A Rhodes and Truman scholar who graduated first in his class at West Point — as a member of the U.S. Army Green Berets, he commanded a Special Forces detachment on multiple deployments around the world, while also serving two tours in Iraq — Bodnar warned recently that America is “losing its edge” on the world stage.

Fueling that trend, he wrote in the Washington Post, is a nationwide decline in college enrollment. In fact, 2.5 million fewer Americans are enrolled in college today than in 2011, and the nosedive is accelerating.

(Thanks to numerous academic innovations, including expansive student internship partnerships with Montana employers initiated as early as freshman orientation, enrollment on the Missoula campus is actually rising under Bodnar and his UM team).

That said, Bodnar pointed out if the downward trend in higher education continues, “a group of young Americans will — for the first time in our history — enter the workforce with less education that the one before.”

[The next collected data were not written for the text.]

PR #183, opened 2020-11-17
Add support for discv5_lookupENR jsonrpc endpoint

njgheorghita:
## What was wrong?
Add support for `discv5_lookupENR` endpoint.

### To-Do

- [x] Clean up commit history

#### Cute Animal Picture
image

### DIFF
--- a/ddht/v5_1/rpc_handlers.py
+++ b/ddht/v5_1/rpc_handlers.py
@@ -196,6 +196,28 @@ class DeleteENRHandler(RPCHandler[NodeID, None]):
         return None
 
 
+class LookupENRHandler(RPCHandler[Tuple[NodeID, Optional[int]], GetENRResponse]):
+    def __init__(self, network: NetworkAPI) -> None:
+        self._network = network
+
+    def extract_params(self, request: RPCRequest) -> Tuple[NodeID, Optional[Endpoint], Optional[int]]:
+        raw_params = extract_params(request)
+        if len(raw_params) != 2:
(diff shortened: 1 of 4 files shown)


ddht/v5_1/rpc_handlers.py
```diff
@@ -196,6 +196,27 @@ async def do_call(self, params: NodeID) -> None:
         return None
 
 
+class LookupENRHandler(RPCHandler[Tuple[NodeID, Optional[int]], GetENRResponse]):
+    def __init__(self, network: NetworkAPI) -> None:
+        self._network = network
+
+    def extract_params(self, request: RPCRequest) -> Tuple[NodeID, Optional[int]]:
+        raw_params = extract_params(request)
+        raw_destination = raw_params[0]
```
pipermerriam, line 205: This can raise an `IndexError` since we haven't already validated the number of parameters (input validation is tedious...)

ddht/v5_1/rpc_handlers.py
```diff
@@ -196,6 +196,27 @@ async def do_call(self, params: NodeID) -> None:
...
+        node_id, _ = validate_and_extract_destination(raw_destination)
```
pipermerriam, line 206: Odd to me that we're discarding the `endpoint` part of the return value.  If this is a node we haven't seen yet (and thus it isn't in our ENR database) this will make the lookup go a log slower because it'll cause it to have to fallback to a `recursive_find_nodes` approach.

pipermerriam (approved):

PR #184, opened 2020-11-17
Use 'content' as variable name for proofs

pipermerriam:
## What was wrong?

The code was inconsistently using either `data` or `content` to refer to the raw content of network data.

## How was it fixed?

Unified to use `content` in all places.

### DIFF
--- a/tests/core/v5_1/alexandria/test_partial_proofs.py
+++ b/tests/core/v5_1/alexandria/test_partial_proofs.py
@@ -16,17 +16,17 @@ from ddht.v5_1.alexandria.sedes import ByteList, content_sedes
 
 
 @settings(max_examples=1000)
-@given(data=st.binary(min_size=0, max_size=GB))
-@example(data=b"")
-@example(data=b"\x00" * 31)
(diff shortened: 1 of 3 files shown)


tests/core/v5_1/alexandria/test_partial_proofs.py
```diff
@@ -37,10 +37,10 @@ def test_ssz_full_proofs(data):
     assert len(proven_data_segments) == 1
     start_index, proven_data = proven_data_segments[0]
     assert start_index == 0
-    assert proven_data == data
+    assert proven_data == content
```
marcgarreau, line 40: 👍 for consistency, but are you making a distinction between `content` and `data`? e.g., why `get_proven_data` isn't `get_proven_content`?

marcgarreau (approved):

tests/core/v5_1/alexandria/test_partial_proofs.py
pipermerriam: My mental model has been: `content` is comprised of `data` so trying to only use `content` to mean the full thing.

Issue #46, opened 2024-02-26
Unit tests do not work on Intel GPUs


mirenradia:
## Summary

The unit tests do not work on Intel GPUs. I think there seems to be some incompatibility between Catch2 and the Intel DPC++ compiler's SYCL implementation.

## Steps to reproduce

Here are some steps to reproduce on [Dawn](https://www.hpc.cam.ac.uk/d-w-n) at its state on 2024-02-26 (likely to change soon): 

1. SSH to Dawn
2. Clone AMReX:
   ```bash
   git clone https://github.com/AMReX-Codes/amrex.git
   ```
3. Clone this repository:
   ```bash
   git clone https://github.com/GRTLCollaboration/GRTeclyn.git
   ```
4. Start an interactive job (it is not currently possible to build on the login nodes).
5. Load the required Intel modules:
   ```bash
   module load intel-oneapi-compilers/2024.0.0/gcc/znjudqsi intel-oneapi-mkl/2024.0.0/oneapi/4n7ruz44
   ```
6. Change into the Tests directory:
   ```
   cd GRTeclyn/Tests
   ```
7. Build with `USE_SYCL=TRUE`:
   ```bash
   make -j <num jobs>  USE_SYCL=TRUE
   ```
8. Run the tests
   ```bash
   ./Tests3d.sycl.ex
   ```

## Observed outcome

The tests abort with the following error:
```
amrex::Abort::0::ParallelFor: Native API failed. Native API returns: -30 (PI_ERROR_INVALID_VALUE) -30 (PI_ERROR_INVALID_VALUE)!!!!! !!!
SIGABRT
See Backtrace.0 file for details
```

## Expected outcome

The tests should work without issues.

## Additional information

I think there are several compounding issues here:

1. The Intel DPC++ compiler has trouble linking unnamed device kernels in Catch2 test cases. See intel/llvm#10659. 

   Even if I remove all but one of the test cases with `amrex::ParallelFor`s such as the "CCZ4 RHS" test case by modifying `test_dirs` in [Tests/GNUMakefile](https://github.com/GRTLCollaboration/GRTeclyn/blob/41e41c772897516fa35a4f53865df83fa72b82d7/Tests/GNUmakefile) to just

In other words, a resulting “erosion of the educational advantage that we’ve held in global affairs for the past 70 years,” Bodnar opined. “This is the most serious long-term national security challenge facing our country.”

He recalled the prolonged period when the rest of the world recognized the vital role that education played in producing America’s economic and military might.

“Our advantage is fading,” he concluded. “Our competitors are certainly not advising their youth, ‘Don’t get an education.’ They’re playing a long game, and they’re playing to win.”

John McCaslin is a longtime journalist and author.